Today's students come from an on-line world. They are web-savvy and are aware that their chat-room friend may not be the twenty year old blonde she purports to be. However, they do treat the printed word (even in electronic format) with undue respect. It is important that students are taught that even articles published in eminent journals may contain errors; they cannot be taken at face value. This new situation means that all those involved in educating university students must emphasize and integrate the aims of information literacy into their own tuition. Thus one new goal for all higher education should be how to endow students with critical knowledge management skills during the four or five years they are on campus. This also means that one must emphasize the basic values behind scientific research and publication: the search for truth, honesty and humility. Science cannot be sacrificed to the commercial interests; it is an invaluable human resource.
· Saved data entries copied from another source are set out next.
PR #330, opened 2017-08-09
Add fpm path mappings

lox:
This adds a way to add arbitrary extra files or dirs to fpm packages:

```
fpm:
  files:
    "scripts/etc/init.d/": "/etc/init.d"
```


caarlos0:
awesome, thanks!

lox:
I'll follow up with adding all the various hooks.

Pharmacy as a profession is also undergoing a major sea change. Previously, pharmacists had a very passive role in the health care system, simply dispensing medicines according to directions written by the physician. Nowadays, in several countries, pharmacists can prescribe a wide range of medicine and it is becoming the norm in Europe that they can alter the items on the prescription to a cheaper alternative if they consider the drugs to have equivalent efficacies. Today's students have to be taught to be life-long learners, their profession is changing at a rapid pace and they need to keep up-to-date with the latest advances by monitoring the professional literature. We teach them that the claims of therapeutic advances published in the press need to be viewed with caution; at the very least the original article needs to be read before one can satisfy oneself about the authenticity of such claims.

Modern publication procedures using interactive digital publication and an electronic dissemination system offer new opportunities to the scientific community to regain the control of the publication process of scientific texts and to make it more open as well as more self-organizing and self-correcting. There are some indications that the commercial scientific publishers are faced with the same financial pressures as other sectors of the economy and have resorted to the same cost-cutting management procedures favoured by banks and industrial manufacturers. Based on our experience, it seems that the sub-editing and proofreading have been outsourced by some publishers to low-cost non-English speaking countries which may account for the shoddy standards in some, so-called quality journals.

Ultimately, we return to the Descartian conclusion: all must be doubted and all that one can trust is one’s own critical and inquiring mind. However, one must hope that the scientific community will maintain its own standards and procedures at a high quality level. While it is healthy to be sceptical, one can only carry this so far; we really should be able to trust the conclusions made by our fellow scientists. The transparency associated with OA publications is one way to guarantee this will also be the case in the future.